For a fixed Littlewood-Paley decomposition $\chi \in \mathcal{D}(B)$, $\varphi \in \mathcal{D}(C)$, we denote by $\dot{S}_j := \chi(2^{-j}D)$ the homogeneous low-frequency cut-off operator and $\dot{\Delta}_j := \varphi(2^{-j}D)$ the homogeneous dyadic block operator. Moreover, we define the following subspace of tempered distributions:
$$S'_h = \{u \in S'(\mathbb R^d) : \lim \limits_{j \to -\infty}\|\dot{S_j}u\|_{\mathcal{L}^{\infty}(\mathbb R^d)} = 0\}$$
Here, I'm reading and using the notations from "Fourier Analysis and Nonlinear Partial Differential Equations", Chapter 2.2 p.59, by H. Bahouri.
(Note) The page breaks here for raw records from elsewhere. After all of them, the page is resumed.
PR #1633, opened 2025-03-04
Console V3

weeco:
- Support for new user impersonation & authorization system
- Lazy loading schemas from schema registry
- Large refactoring including the use of client factories for better integration with the enterprise repository
- Breaking config changes


backend/pkg/api/connect/integration/api_suite_test.go
```diff
@@ -90,7 +90,7 @@ func (s *APISuite) SetupSuite() {
 
 	s.testSeedBroker = seedBroker
 
-	// 3. Start Kafka Connect Docker container
+	// 3. Start Kafka KafkaConnect Docker container
```
bojand, line 93: Super minor... Is this intentional "Kafka KafkaConnect"?

backend/pkg/api/connect/integration/api_suite_test.go
```diff
@@ -162,7 +162,7 @@ func (s *APISuite) TearDownSuite() {
 	ctx, cancel := context.WithTimeout(context.Background(), 45*time.Second)
 	defer cancel()
 
-	// 1. Terminate Kafka Connect container
+	// 1. Terminate Kafka KafkaConnect container
```
bojand, line 165: "Kafka KafkaConnect" stuttering in comment

backend/pkg/api/connect/interceptor/endpoint_check.go
```diff
@@ -47,7 +47,7 @@ func NewEndpointCheckInterceptor(cfg *config.ConsoleAPI, logger *zap.Logger) *En
 	}
 }
 
-// WrapUnary creates an interceptor to validate Connect requests.
+// WrapUnary creates an interceptor to validate KafkaConnect requests.
```
bojand, line 50: I think this is not intentional ... "Connect" here refers to ConnectRPC

backend/pkg/api/connect/service/clusterstatus/redpanda.go
```diff
@@ -0,0 +1,87 @@
...
+				version = "Redpanda " + brokerVersion[0]
+				break
+			}
+		}
+	}
+	return version
+}
+
+// ToPartitionBalancerViolationsProto maps a PartitionBalancerViolations Go type to its proto representation.
+func (*redpandaStatusChecker) partitionBalancerViolationsToProto(in rpadmin.PartitionBalancerViolations) *consolev1alpha1.GetRedpandaPartitionBalancerStatusResponse_Violations {
```
bojand, line 42: Minor nit, comment does not match function name. Seems like originally at some point in the implementation this was public and got changed to private.

backend/pkg/api/connect/service/clusterstatus/redpanda.go
```diff
@@ -0,0 +1,87 @@
...
+	if in.PartitionsPendingForceRecovery != nil {
+		v := int32(*in.PartitionsPendingForceRecovery)
+		out.PartitionsPendingForceRecoveryCount = &v
+	}
+
+	return out
+}
+
+// mapBalancerStatus converts the status string from the Go type to the proto enum.
+func (*redpandaStatusChecker) balancerStatusStringToProtoEnum(status string) consolev1alpha1.GetRedpandaPartitionBalancerStatusResponse_Status {
```
bojand, line 72: comment should have `balancerStatusStringToProtoEnum` as function name

backend/pkg/api/connect/service/clusterstatus/service.go
```diff
@@ -0,0 +1,332 @@
...
+	v1alpha1 "github.com/redpanda-data/console/backend/pkg/protogen/redpanda/api/console/v1alpha1"
+	"github.com/redpanda-data/console/backend/pkg/protogen/redpanda/api/console/v1alpha1/consolev1alpha1connect"
+	v1alpha2 "github.com/redpanda-data/console/backend/pkg/protogen/redpanda/api/dataplane/v1alpha2"
+	"github.com/redpanda-data/console/backend/pkg/version"
+)
+
+var _ consolev1alpha1connect.ClusterStatusServiceHandler = (*Service)(nil)
+
+// Service that implements the UserServiceHandler interface. This includes all
+// RPCs to retrieve cluster information about all connected APIs.
```
bojand, line 41: "UserServiceHandler" is not correct here heh

backend/pkg/api/connect/service/clusterstatus/service.go
```diff
@@ -0,0 +1,332 @@
...
+			}
+			clusterVersion = versions.VersionGuess()
+		})
+
+		return nil
+	})
+
+	if err := grp.Wait(); err != nil {
+		return nil, apierrors.NewConnectError(
+			connect.CodeInternal,
```
bojand, line 123: Probably not a big deal...
Only the metadata call returns an error from the 2 goroutines... 
Would we be able to map that error to a more appropriate error perhaps?

Almost feels like maybe we need something like `NewConnectErrorFromKafkaErrorCode` but it accepts an error, and checks the rest (is unauthorized first, and then returns internal).

backend/pkg/api/connect/service/clusterstatus/service.go
```diff
@@ -0,0 +1,332 @@
...
+		users, err := redpandaCl.ListUsers(ctx)
+		if err != nil {
+			s.logger.Warn("failed to list users via redpanda admin api", zap.Error(err))
+		} else {
+			userCount = int32(len(users))
+		}
+		return nil
+	})
+
+	// No error is returned, errors are already logged inside each go routine
```
bojand, line 227: is there a reason why we are dropping errors?

backend/pkg/api/connect/service/clusterstatus/util.go
```diff
@@ -0,0 +1,28 @@
...
+// As of the Change Date specified in that file, in accordance with
+// the Business Source License, use of this software will be governed
+// by the Apache License, Version 2.0
+
+package clusterstatus
+
+import consolev1alpha1 "github.com/redpanda-data/console/backend/pkg/protogen/redpanda/api/console/v1alpha1"
+
+func setStatus(s *consolev1alpha1.ComponentStatus, status consolev1alpha1.StatusType, reason string) {
+	if status > s.Status {
```
bojand, line 15: I am not sure I understand this `>` check?

backend/pkg/api/connect/service/kafkaconnect/v1/service.go
```diff
@@ -7,7 +7,7 @@
 // the Business Source License, use of this software will be governed
 // by the Apache License, Version 2.0
 
-// Package kafkaconnect implements the KafkaConnect interface for the Connect API.
+// Package kafkaconnect implements the KafkaConnect interface for the KafkaConnect API.
```
bojand, line 10: I think the original "Connect" in the comment was for "ConnectRPC"

backend/pkg/api/connect/service/kafkaconnect/v1alpha2/service.go
```diff
@@ -7,7 +7,7 @@
 // the Business Source License, use of this software will be governed
 // by the Apache License, Version 2.0
 
-// Package kafkaconnect implements the KafkaConnect interface for the Connect API.
+// Package kafkaconnect implements the KafkaConnect interface for the KafkaConnect API.
```
bojand, line 10: "ConnectRPC"

backend/pkg/api/handle_kafka_connect_integration_test.go
```diff
@@ -57,7 +57,7 @@ func (s *APIIntegrationTestSuite) TestHandleCreateConnector() {
 	seedBroker, err := redpandaContainer.KafkaSeedBroker(ctx)
 	require.NoError(err)
 
-	// Kafka Connect container
+	// Kafka KafkaConnect container
```
bojand, line 60: "Kafka KafkaConnect"

backend/pkg/api/hooks.go
```diff
@@ -401,3 +181,107 @@ func (*defaultHooks) CanCreateRedpandaRoles(_ context.Context) (bool, *rest.Erro
 func (*defaultHooks) CanDeleteRedpandaRoles(_ context.Context) (bool, *rest.Error) {
 	return true, nil
 }
+
```
bojand, line 184: I wonder if it's worth putting `AuthenticationDefaultHandler` into its own file?

backend/pkg/config/config.go
```diff
@@ -34,12 +33,14 @@ type Config struct {
...
 
-	Console  Console        `yaml:"console"`
-	Redpanda Redpanda       `yaml:"redpanda"`
-	Connect  Connect        `yaml:"connect"`
-	REST     Server         `yaml:"server"`
-	Kafka    Kafka          `yaml:"kafka"`
-	Logger   logging.Config `yaml:"logger"`
+	Console        Console      `yaml:"console"`
+	Redpanda       Redpanda     `yaml:"redpanda"`
+	Connect        KafkaConnect `yaml:"kafkaConnect"`
```
bojand, line 38: Minor... naming is hard... Should we call the actual variable something else too?

backend/pkg/config/connect.go
```diff
@@ -15,18 +15,18 @@ import (
 	"time"
 )
 
-// Connect defines all configuration options for connecting to one or more
-// Kafka Connect clusters.
-type Connect struct {
+// KafkaConnect defines all configuration options for connecting to one or more
```
bojand, line 18: Should we rename the file to `kafka_connect.go`?

backend/pkg/config/connect_cluster.go
```diff
@@ -47,7 +47,7 @@ func (c *ConnectCluster) Validate() error {
 	}
 
 	if c.URL == "" {
-		return fmt.Errorf("url to access the Connect cluster API must be set")
+		return fmt.Errorf("url to access the KafkaConnect cluster API must be set")
```
bojand, line 50: Minor and not necessary perhaps, should we make `ConnectCluster` explicit about "Kafka Connect" and rename it to `KafkaConnectCluster` and maybe rename the file similarly?

backend/pkg/console/api_versions.go
```diff
@@ -29,23 +56,31 @@ type APIVersion struct {
...
+		return nil, err
+	}
+	req := kmsg.NewApiVersionsRequest()
+	req.ClientSoftwareVersion = version.Version
+	req.ClientSoftwareName = "RPConsole"
+
+	versionsRes, err := req.RequestWith(ctx, cl)
 	if err != nil {
-		return nil, fmt.Errorf("failed to get kafka api version: %w", err)
+		return nil, fmt.Errorf("failed to get kafka api vers: %w", err)
```
bojand, line 69: "vers"?

backend/pkg/console/api_versions.go
```diff
@@ -29,23 +56,31 @@ type APIVersion struct {
...
 	}
 
 	err = kerr.ErrorForCode(versionsRes.ErrorCode)
 	if err != nil {
-		return nil, fmt.Errorf("failed to get kafka api version. Inner error: %w", err)
+		return nil, fmt.Errorf("failed to get kafka api vers. Inner error: %w", err)
```
bojand, line 74: "vers"?

backend/pkg/console/api_versions.go
```diff
@@ -29,23 +56,31 @@ type APIVersion struct {
...
 	}
 
 	versions := make([]APIVersion, len(versionsRes.ApiKeys))
-	for i, version := range versionsRes.ApiKeys {
+	for i, vers := range versionsRes.ApiKeys {
```
bojand, line 78: I am not sure the benefit of this naming change?

backend/pkg/api/connect/service/rpconnect/service.go
```diff
@@ -45,22 +43,13 @@ func NewService(logger *zap.Logger, authHooks hooks.AuthorizationHooks) (*Servic
...
-	canView, restErr := s.hooks.CanViewConnectCluster(ctx, "redpanda")
-	err := apierrors.NewPermissionDeniedConnectError(canView, restErr,
-		"you are not allowed to call this endpoint",
-	)
-	if err != nil {
-		return nil, err
-	}
-
+func (s *Service) LintConfig(_ context.Context, req *connect.Request[v1alpha1.LintConfigRequest]) (*connect.Response[v1alpha1.LintConfigResponse], error) {
+	// TODO: Ensure is authenticated here!
```
bojand, line 52: What is this TODO exactly? Should we take care of it?

backend/pkg/api/handle_topics_integration_test.go
```diff
@@ -376,16 +297,18 @@ func (s *APIIntegrationTestSuite) TestHandleGetTopics() {
...
+			require.Len(allLogs, 1)
+			assert.Equal("config resource response has an error", allLogs[0].Message)
+			assert.Equal(zap.WarnLevel, allLogs[0].Level)
+			contextMap := allLogs[0].ContextMap()
+			logObj, ok := contextMap["error"]
+			assert.True(ok)
+			fieldValue, ok := logObj.(string)
+			assert.True(ok)
+			assert.Equal("INVALID_TOPIC_EXCEPTION: The request attempted to perform an operation on an invalid topic.", fieldValue)
+		*/
```
bojand, line 312: If there are new log assertions to verify behaviour lets add them?
If the behaviour is different now that there are no meaningful log assertions lets remove this commented out code.

backend/pkg/api/connect/interceptor/endpoint_check.go
weeco: Too much of connect in my head :D

backend/pkg/api/connect/service/clusterstatus/service.go
weeco: That is intentional. We always want these cluster status rpcs to respond, even if the cluster is broken. If we would return a connectrpc error we cannot really inform about the perceived cluster status. If the metadata request fails, we cannot even figure out the health of the cluster and it has to be assumed lost connection, so that's the only case in my mind that makes sense to return an error.

backend/pkg/api/connect/service/clusterstatus/util.go
weeco: The status is an enum / iota where a greater number means => worse condition.

1 = Healthy
2 = Degraded
3 = Unhealthy.

Because we only want to return one status + error messsage, we use this comparison to see if the status we are setting is worse than the status we have so far.

backend/pkg/api/hooks.go
weeco: I wouldn't mind. Currently I opted for the way to put all default hooks in a single file but we can split the auth ones out I guessß

backend/pkg/schema/client.go
```diff
@@ -1,793 +1,390 @@
...
 
-	res, err := req.Get(url)
-	if err != nil {
-		return nil, fmt.Errorf("get schema by id request failed: %w", err)
+// NewCachedClient initializes and returns a new CachedClient instance with the
+// provided schema client factory and cache namespace function. It sets up
+// caching with specific settings.
+func NewCachedClient(schemaClientFactory schema.ClientFactory, cacheNamespaceFn func(context.Context) (string, error)) (*CachedClient, error) {
+	cacheSettings := []cache.Opt{
+		cache.MaxAge(30 * time.Second),
```
bojand, line 77: If I am understanding the code correctly... Now we do not have a long lived cache of all protobufs that we refresh at some interval from SR? But our registry is more dynamic based on this cache... Is this TTL _too short_?

backend/pkg/schema/client.go
```diff
@@ -1,793 +1,390 @@
...
-		SetContext(ctx).
-		SetResult([]string{})
-
-	if showSoftDeleted {
-		req.SetQueryParam("deleted", "true")
+		return protocompile.SearchResult{Source: bytes.NewReader(data)}, nil
+	})
+	compiler := protocompile.Compiler{
+		Resolver:       protocompile.WithStandardImports(resolveFromEmbeddedProtosFn),
+		SourceInfoMode: protocompile.SourceInfoStandard,
```
bojand, line 136: Is there benefit to using `SourceInfoStandard`. It results in more memory consumption. 

```
// If unspecified or set to SourceInfoNone, source code information will not
	// be included in the resulting descriptors. Source code information is
	// metadata in the file descriptor that provides position information (i.e.
	// the line and column where file elements were defined) as well as comments.
	//
	// If set to SourceInfoStandard, normal source code information will be
	// included in the resulting descriptors. This matches the output of protoc
	// (the reference compiler for Protocol Buffers). If set to
	// SourceInfoMoreComments, the resulting descriptor will attempt to preserve
	// as many comments as possible, for all elements in the file, not just for
	// complete declarations.
	//
	// If Resolver returns descriptors or descriptor protos for a file, then
	// those descriptors will not be modified. If they do not already include
	// source code info, they will be left that way when the compile operation
	// concludes. Similarly, if they already have source code info but this flag
	// is false, existing info will be left in place.
```

I am not sure I see benefit of having source code info for our purpoces? We can leave it for now but we should do some memory benchmarking as we do have customers with a lot of protos, that do have comments. In my testing turning off source code info could result in 50% memory savings.

backend/pkg/schema/client.go
```diff
@@ -1,793 +1,390 @@
...
+	sourceResolver := &protocompile.SourceResolver{
+		Accessor: protocompile.SourceAccessorFromMap(accessorMap),
 	}
-
-	parsed, ok := res.Result().(*ConfigResponse)
-	if !ok {
-		return nil, fmt.Errorf("failed to parse config for subject response")
+	compiler := protocompile.Compiler{
+		Resolver:       protocompile.WithStandardImports(c.standardImportsResolver(sourceResolver)),
+		SourceInfoMode: protocompile.SourceInfoStandard,
```
bojand, line 264: Same concern here

backend/pkg/serde/json_schema.go
```diff
@@ -95,17 +102,26 @@ func (d JSONSchemaSerde) SerializeObject(ctx context.Context, obj any, _ Payload
 		return nil, fmt.Errorf("first byte indicates this it not valid JSON, expected brackets")
 	}
 
-	schema, err := d.SchemaSvc.GetJSONSchemaByID(ctx, so.schemaID)
+	schema, err := d.schemaClient.SchemaByID(ctx, int(so.schemaID))
```
bojand, line 105: Technically wouldn't this also potentially find Proto or Avro Schemas?

We could have a helper function `JSONSchemaByID` that has the type test below? NBD but it might be useful.

backend/pkg/schema/client.go
```diff
@@ -1,793 +1,390 @@
...
-		SetPathParam("subject", subjectName).
-		SetQueryParam("normalize", "true").
-		SetBody(&schema).
-		Post("/subjects/{subject}/versions")
-	if err != nil {
-		return nil, fmt.Errorf("create schema failed: %w", err)
+// buildJSONSchemaWithReferences adds a schema and its references to the provided JSON schema compiler.
+// It iterates through all references in the schema, fetching and recursively adding them to the compiler.
+// Returns an error if any of the schema resources or references fail to be added.
+func (c *CachedClient) buildJSONSchemaWithReferences(ctx context.Context, compiler *jsonschema.Compiler, name string, sch sr.Schema) error {
```
bojand, line 327: This could potentially have a Type check

backend/pkg/schema/client.go
```diff
@@ -1,793 +1,390 @@
...
-		SetPathParam("version", version).
-		SetQueryParam("permanent", strconv.FormatBool(deletePermanently)).
-		Delete("/subjects/{subject}/versions/{version}")
-	if err != nil {
-		return nil, fmt.Errorf("delete subject version failed: %w", err)
+// ParseAvroSchemaWithReferences parses an avro schema that potentially has references
+// to other schemas. References will be resolved by requesting and parsing them
+// recursively. If any of the referenced schemas can't be fetched or parsed an
+// error will be returned.
+func (c *CachedClient) ParseAvroSchemaWithReferences(ctx context.Context, schema sr.Schema, schemaCache *avro.SchemaCache) (avro.Schema, error) {
```
bojand, line 279: This could potentially have a Type check.

backend/pkg/schema/client.go
```diff
@@ -1,793 +1,390 @@
...
+// CompileProtoSchemaWithReferences compiles the given schema and its referenced schemas into protobuf files.
+// It recursively loads all schema references into an accessor map, which is then used by the protobuf compiler.
+func (c *CachedClient) CompileProtoSchemaWithReferences(
+	ctx context.Context,
+	schema sr.Schema,
+	accessorMap map[string]string,
+) (linker.Files, error) {
+	// Helper function to recursively fetch and parse all schema references.
+	var loadReferencesFn func(s sr.Schema) error
+	loadReferencesFn = func(s sr.Schema) error {
```
bojand, line 235: This could potentially have a Type check.

backend/pkg/schema/client.go
weeco: That's correct. I think fetching a schema is relatively cheap. I feel like 30s is a good balance because

1. For deserializing messages we won't pull hundreds of times per second
2. If someone (hard) deletes a schema we'll be up-to-date within a reasonable time. If it's needed again after 30s, we can pull again no problem

Any specific cases you have in mind where it may be problematic?

backend/pkg/schema/client.go
weeco: Nope, nothing in mind. I remember you worked on improving the memory performance, what should I use?

backend/pkg/connect/service.go
```diff
@@ -24,14 +24,14 @@ import (
 
 // Service provides the API for interacting with all configured Kafka connect clusters.
 type Service struct {
-	Cfg    config.Connect
+	Cfg    config.KafkaConnect
```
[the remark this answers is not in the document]
weeco: I wouldn't mind renaming the package, but I agree it should be a separate PR.

backend/pkg/console/api_versions.go
weeco: just to avoid the naming collision with the imported package named `version`

backend/pkg/api/connect/service/clusterstatus/util.go
bojand: Looking at the code and context how it's used I get it now... A comment might be helpful.

backend/pkg/schema/client.go
bojand: I don't know maybe 30s is fine.

backend/pkg/schema/client.go
bojand: I am leaning towards disabling it for now.

bojand (approved):

backend/pkg/schema/client.go
weeco: Changed to `protocompile.SourceInfoNone,`

backend/pkg/serde/json_schema.go
weeco: Yes it will find other schemas as well, we check the `schema.Type` right afterwards though before trying to parse the schema. The schema client is a thing caching / abstraction layer for retrieving schemas so didn't feel appropriate to put the JSOnSchemaByID there. I also like the idea of having the JSON schema specific parsing inside the respective serde

jvorcak (approved):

In Chapter 2.6 p.86, the homogeneous paraproduct of two tempered distributions $u, v \in S'(\mathbb R^d)$ is formally defined as:
$$\dot{T}_uv = \sum_{j \in \mathbb Z}\dot{S}_{j-1}u \dot{\Delta}_j v$$
Remark 2.46 from p.86 claims that if $u,v \in S'_h$, then $\dot{T}_uv$ makes sense in $S'(\mathbb R^d)$, i.e. the sum $\langle \dot{T}_uv , f \rangle$ converges in $\mathbb R$ for any $f \in S(\mathbb R^d)$. However, I'm unable to prove such a claim or find a reference proving it.
I know that $\dot{S}_{j-1}u \dot{\Delta}_j v$ is a tempered distribution whose Fourier transform is supported in the annulus $2^j \tilde{C}$. In particular, it is a smooth function with at most polynomial growth (independent of $j$, I believe). Similar statements can be made about $\dot{S}_{j-1}u$ and $\dot{\Delta}_j v$.
I also know that for $u \in S'_h$, we have the decomposition $$u = \lim \limits_{j \to +\infty} \dot{S}_j u = \sum_{j \in \mathbb Z} \dot{\Delta}_ju$$ in the space $S'(\mathbb R^d)$.
However, I didn't succeed in combining any of these pieces of information together.